The conquest saw not only the redistribution of land and wealth to the Norman elite, it also saw the restructuring of the Church, new architecture was introduced in the form of motte and bailey castles and Romanesque cathedrals and churches, feudalism became much more widespread, inheritance was changed so that only the eldest son could inherit lands, and the English language absorbed thousands of new French words.
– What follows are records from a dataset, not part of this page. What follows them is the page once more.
PR #2916, opened 2017-04-11
Maxwellfundi ggplots lineplot

dannyparsons:
@maxwellfundi This implements ucrVariablesAsFactor as the core control and implemented on scatter plot dialog (sorry @lilyclements I didn't realise you had already done this)

I believe the links to the sub dialogs are still working but we need to quickly get those working in the new system too.

Also, the graph dialogs use ucrSaveGraph and I suggest we replace this with ucrSave since it''s already set up well in the new system. For example, the resetting of ucrSaveGraph currently doesn't work on scatter.

I suggest this could be merged if it looks in good shape and then @maxwellfundi can continue with this.

### DIFF
--- a/instat/dlgScatterPlot.vb
+++ b/instat/dlgScatterPlot.vb
@@ -110,38 +110,6 @@ Public Class dlgScatterPlot
         ucrFactorOptionalReceiver.SetRCode(clsRaesFunction, bReset)
     End Sub
 
-    'Private Sub ucrSelectorForScatter_DataFrameChanged() Handles ucrSelectorForScatter.DataFrameChanged
-    '    clsRggplotFunction.AddParameter("data", clsRFunctionParameter:=ucrSelectorForScatter.ucrAvailableDataFrames.clsCurrDataFrame)
-    'End Sub
-
-    'Private Sub SetXParameter()
-    '    If Not ucrReceiverX.IsEmpty Then
-    '        clsRaesFunction.AddParameter("x", ucrReceiverX.GetVariableNames(False))
-    '    Else
-    '        clsRaesFunction.AddParameter("x", Chr(34) & Chr(34))
-    '    End If
-    'End Sub
-
-    'Private Sub SetYParameter()
-    '    If Not ucrVariablesAsFactorForScatter.IsEmpty Then
-    '        clsRaesFunction.AddParameter("y", ucrVariablesAsFactorForScatter.GetVariableNames(False))
-    '    Else
-    '        clsRaesFunction.AddParameter("y", Chr(34) & Chr(34))
-    '    End If
-    'End Sub
-    'Private Sub ucrReceiverX_SelectionChanged(sender As Object, e As EventArgs) Handles ucrReceiverX.SelectionChanged
-    '    SetXParameter()
-    '    TestOkEnabled()
-    'End Sub
-
-    'Private Sub ucrFactorOptionalReceiver_SelectionChanged(sender As Object, e As EventArgs) Handles ucrFactorOptionalReceiver.SelectionChanged
-    '    If Not ucrFactorOptionalReceiver.IsEmpty Then
-    '        clsRaesFunction.AddParameter("colour", ucrFactorOptionalReceiver.GetVariableNames(False))
-    '    Else
-    '        clsRaesFunction.RemoveParameterByName("colour")
-    '    End If
-    'End Sub
-
     Private Sub TestOkEnabled()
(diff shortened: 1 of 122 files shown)


instat/dlgScatterPlot.vb
```diff
@@ -49,12 +49,16 @@ Public Class dlgScatterPlot
...
         ucrVariablesAsFactorForScatter.SetIncludedDataTypes({"factor", "numeric"})
+        ucrVariablesAsFactorForScatter.SetValuesToIgnore({Chr(34) & Chr(34)})
+        ucrVariablesAsFactorForScatter.bAddParameterIfEmpty = True
 
         ucrReceiverX.SetParameter(New RParameter("x", 0))
         ucrReceiverX.SetParameterIsString()
         ucrReceiverX.bWithQuotes = False
         ucrReceiverX.Selector = ucrSelectorForScatter
         ucrReceiverX.SetIncludedDataTypes({"factor", "numeric"})
+        ucrReceiverX.SetValuesToIgnore({Chr(34) & Chr(34)})
```
dannyparsons: So this is saying - if the parameter has this value "ignore it" i.e. don't put this value in the receiver. Since we want the parameter to be able to have this value, but don't want this value displayed in the receiver. If you see where these list of values are used, if it is any of these, it will instead clear the receiver which is what we want. Good question.

maxwellfundi:
@dannyparsons  i think this is in a sort of stable state and the bug for empty string is now fixed. You could merge this and get the rest  done

instat/dlgScatterPlot.vb
lilyclements: Okay, so that I can check I understand - in the original version of this (and in my version) in the dialog is an "If" statement that if the receiver is empty then to pass through `Parameter.Name = ""`, is this just a method in one line to say to pass in an empty string if nothing else is in the receiver?

instat/ucrReceiver.vb
```diff
@@ -359,19 +359,25 @@ Public Class ucrReceiver
         End If
         'Could need bParameterIsString and bParameterIsRFunction to be properties of RParameter if two functions need string/function
         If bParameterIsString Then
-            clsTempParam.SetArgumentValue(GetVariableNames(bWithQuotes))
+            'TODO this currently only works with one value to ignore. Also may need option not to set parameter value to strValuesToIgnore
+            '     although this currently can be done with bAddParameterIfEmpty = True
+            If IsEmpty() AndAlso strValuesToIgnore IsNot Nothing AndAlso strValuesToIgnore.Count = 1 Then
+                clsTempParam.SetArgumentValue(strValuesToIgnore(0))
```
dannyparsons: @lilyclements Here is the line in the receiver where the `= ""` is being added if the receiver is empty.

lilyclements:
I agree that this can be merged, I can't find any bugs on the Scatterplot dialog when I tested it on this version. Lots of little finicky changes to make, but I will make them gradually once the dialog codes are updated/etc

instat/ucrReceiver.vb
lilyclements: Okay, I understand. However, what is `strValuesToIgnore`?

dannyparsons: I think I explained this here https://github.com/africanmathsinitiative/Instat/pull/2916#discussion_r110919034 - not sure if it's clear?

dannyparsons: The `bAddParameterIfEmpty = Ture` is slightly different and is saying, if the receiver is empty do NOT remove the parameter. Of course this usually wouldn't make sense unless you also set something for `strValuesToIgnore`.

lilyclements: Yes that makes sense, thanks.

instat/dlgScatterPlot.vb
```diff
@@ -89,6 +93,8 @@ Public Class dlgScatterPlot
 
         clsRaesFunction.SetPackageName("ggplot2")
         clsRaesFunction.SetRCommand("aes")
+        clsRaesFunction.AddParameter("x", Chr(34) & Chr(34))
+        clsRaesFunction.AddParameter("y", Chr(34) & Chr(34))
```
maxwellfundi: @dannyparsons , why are you adding parameter y and x here? i thought we just needed the x only to have ""

dannyparsons: why do we only need `x = ""`?

maxwellfundi: Because we can have a scatter plot with just the y, so we need to pass in an empty x

dannyparsons: Yeah that's why we need it for x. Maybe I should rephrase: why don't we need this for y?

In much of England the Anglo-Saxon churches and cathedrals, many beautifully built in stone, were systematically demolished and rebuilt in acceptable Norman style over the next 150 years. This is no doubt what happened to Great Addingtons original Anglo-Saxon church. Only a few Anglo-Saxon churches remain, including Earls Barton and Brixworth in Northamptonshire. Brixworth is a leading example of early Anglo-Saxon architecture. It has been described as "perhaps the most imposing architectural memorial of the 7th century yet surviving north of the Alps". It is the largest English church that remains substantially as it was in the Anglo-Saxon era.

The Domesday Survey

Many of William’s troops at the Battle of Hastings in 1066 were from outside of Normandy and had joined on the expectation of rich rewards of land and titles. The only way that William was going to be able to deliver on this expectation was through dispossessing large number of the English, often ending land ownership that had been in place for centuries.

England at the time of the Norman Conquest was the wealthiest and most densely populated country in Europe. It also had a highly sophisticated system of land ownership, with the King's administrators able to assess the amount of geld (tax) that could be raised when necessary down to the individual manor level.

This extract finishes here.